Petite antilope rousse cachée dans la végétation dense d'une forêt tropicale

L’énigme de la « Licorne d’Asie » : une branche isolée de l’évolution

Lorsqu’il a été découvert en 1992 dans les montagnes de la chaîne Annamitique, entre le Vietnam et le Laos, le Saola (Pseudoryx nghetinhensis) a provoqué un véritable séisme chez les zoologistes. Ce grand mammifère, le premier identifié depuis plus de cinquante ans, présentait une morphologie si singulière qu’elle semblait défier toutes les classifications établies.

Le piège des apparences

Au premier regard, sa silhouette fine et ses longues cornes droites évoquent les antilopes africaines, et plus particulièrement l’Oryx. C’est d’ailleurs ce qui lui a valu son nom scientifique, Pseudoryx, qui signifie littéralement « faux oryx ». Pourtant, les chercheurs ont rapidement compris que cette ressemblance n’était que le fruit d’une convergence évolutive : vivant dans des environnements denses, le Saola a développé des traits physiques similaires à d’autres bovidés éloignés sans pour autant partager un ancêtre récent avec eux.

Ce que nous dit son ADN

Il a fallu attendre les progrès de la génétique moléculaire pour lever le voile sur ses origines.
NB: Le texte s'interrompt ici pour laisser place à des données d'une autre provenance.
PR #216, opened 2026-05-28
fix(analysis): handle multi-document YAML (spec: block) in CI config parsing

### LINKED ISSUE #211: [BUG] hardcoded jobs not detected when using spec
## **Describe the bug**
When Plumber runs on a CI that define a spec in the .gitlab-ci.yml file, hardcoded jobs are not detected anymore.

## **To Reproduce**
Copy the Plumber CICD template in a .gitlab-ci.yml file and run the CI.

## **Expected behavior**
I expect the Pumber job to be detected as hardcoded.

 - Plumber Docker image
 - Gitlab SaaS Ultimate
 - Plumber version: plumber version 0.3.27  commit: 640198467b6c8f53d67cb9d173829eefa91d63dc  built:  2026-05-26T13:18:44Z
 - default `.plumber.yaml`

> **Note:** If you submit a PR for this bug, please keep "Allow edits from maintainers" enabled so we can collaborate on the fix more easily.

fjgbue:
## Summary

Fixes hardcoded job detection being silently skipped when a `.gitlab-ci.yml` contains a `spec:` block.

**Root cause (#211)**

GitLab CI component template files use a two-document YAML layout:

```yaml
spec:
  inputs:
    gitlab_token:
      default: $GITLAB_TOKEN
---
plumber:
  stage: .pre
  script:
    - /plumber analyze
```

When a user copies this template directly into their `.gitlab-ci.yml`, the raw file is multi-document YAML. `yaml.Unmarshal` in `GetFullGitlabCI` only reads the **first** document, so `gitlabConf.GitlabJobs` was always empty for such files.

Downstream effect: the hardcoded-job detector iterates `data.Conf.GitlabJobs` to populate `JobHardcodedMap`. With an empty map, no jobs were ever marked `"hardcoded"`, even jobs clearly defined in the user's file. The `plumber` job in the example above would silently get `originKind = ""` instead of `"hardcoded"`, suppressing ISSUE-401.

**Fix**

Replace `yaml.Unmarshal(confByte, &gitlabConf)` with a new helper `unmarshalMultiDocGitlabCI` that uses `yaml.NewDecoder` to iterate all YAML documents and merge their `GitlabJobs` maps. Top-level scalar fields (`spec`, `include`, `stages`, `variables`, `workflow`) are taken from the first document that sets them.

## Test plan

- [x] `TestUnmarshalMultiDocGitlabCI_SpecSeparated` — new regression test: a `spec:` + `---` + job file correctly yields both `Spec` populated and `plumber` in `GitlabJobs`
- [x] `make test` passes clean

## AI disclosure

This PR was written with Claude Code (claude-sonnet-4-6). All code was reviewed by the submitter; tests were run and confirmed passing before submission.

Closes #211


thomasboni:
Hello @12122J , thanks for this PR ! We will review soon

Joseph94m:
Hey @12122J @thomasboni , thanks for the work and the AI-disclosure block.

The use case in #211 isn't a supported pattern. The Plumber template is a GitLab CI component meant to be invoked via `include: - component: gitlab.com/getplumber/plumber/plumber@~latest`, not copy-pasted into `.gitlab-ci.yml`.

Even with this PR merged, a user on that path still fails at runtime: the template's `$[[ inputs.* ]]` placeholders are only resolved by GitLab's component machinery, so a copy-pasted version invokes plumber with literals like `--gitlab-url '$[[ inputs.server_url ]]'`. The hardcoded-job detector silently passing is the least of their problems.

Closing this PR and #211.

Two notes if multi-doc YAML tolerance comes up again for a real reason:

1. `unmarshalMultiDocGitlabCI` silently drops 6 of 12 `GitlabCIConf` fields (`Image`, `Default`, `BeforeScript`, `AfterScript`, `DefaultScript`, `Cache`). Latent today because nothing reads them off `data.Conf`, but a footgun for the next person who adds such a read.
2. A single-doc preservation test would have caught it.

Thanks again.

p1-dta:
> Even with this PR merged, a user on that path still fails at runtime: the template's $[[ inputs.* ]] placeholders are only resolved by GitLab's component machinery, so a copy-pasted version invokes plumber with literals like --gitlab-url '$[[ inputs.server_url ]]'. The hardcoded-job detector silently passing is the least of their problems.

What problem would that be?

> multi-doc YAML tolerance comes up again **for a real reason**

This is rude.

Joseph94m:
@12122J  The multi-doc decoder is the right fix, and the spec: test covers the #211 case well.

One thing I added on the branch before merge: the first version merged 6 of the 12 GitlabCIConf fields, so the other 6 (Image, Default, BeforeScript, AfterScript, DefaultScript, Cache) came back empty for multi-doc files. Nothing reads those today, but it's the same silent-drop bug we're fixing, so I completed the merge for all 12 fields (union for GitlabJobs, first-doc-wins for the rest). I also added TestUnmarshalMultiDocGitlabCI_AllFieldsCovered, a test that fails if someone adds a new field later and forgets to merge it.

One known limit, just so it's on record (not a blocker): the Default merge and that test only look at the top-level field, not its sub-fields. Fine while CIConfDefault only has Image, but when we expand it to GitLab's full default: block we'll need to revisit both. I'll open a follow-up issue. (We avoid Default == CIConfDefault{} on purpose, image can be a map and that comparison would panic, so the Image == nil check is intentional.)

Joseph94m (approved):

En analysant l’ADN mitochondrial et nucléaire des rares spécimens disponibles, les scientifiques ont pu situer le Saola avec précision dans l’arbre du vivant.

Contre toute attente, le Saola n’appartient pas au groupe des antilopes ou des chèvres. Il est en réalité membre de la sous-famille des Bovinae. Plus surprenant encore, il s’intègre dans la tribu des Bovini. D’un point de vue génétique, ses plus proches parents ne sont donc pas les gazelles, mais les boeufs domestiques, les yacks et les buffles d’eau.

Une relique du Miocène

Ce qui rend la position du Saola unique, c’est son isolement évolutif. Les études basées sur l’horloge moléculaire estiment que sa lignée s’est séparée de celle des autres bovidés il y a environ 13 à 15 millions d’années.

Depuis cette rupture, le Saola a évolué en vase clos dans les forêts humides d’Asie du Sud-Est, conservant des caractéristiques morphologiques que l’on ne retrouve aujourd’hui que sur des fossiles de bovidés primitifs. Il représente à lui seul un genre entier, sans aucun cousin proche encore vivant. C’est ce qu’on appelle une lignée relicte : le dernier témoin d’une branche de l’évolution qui a presque totalement disparu.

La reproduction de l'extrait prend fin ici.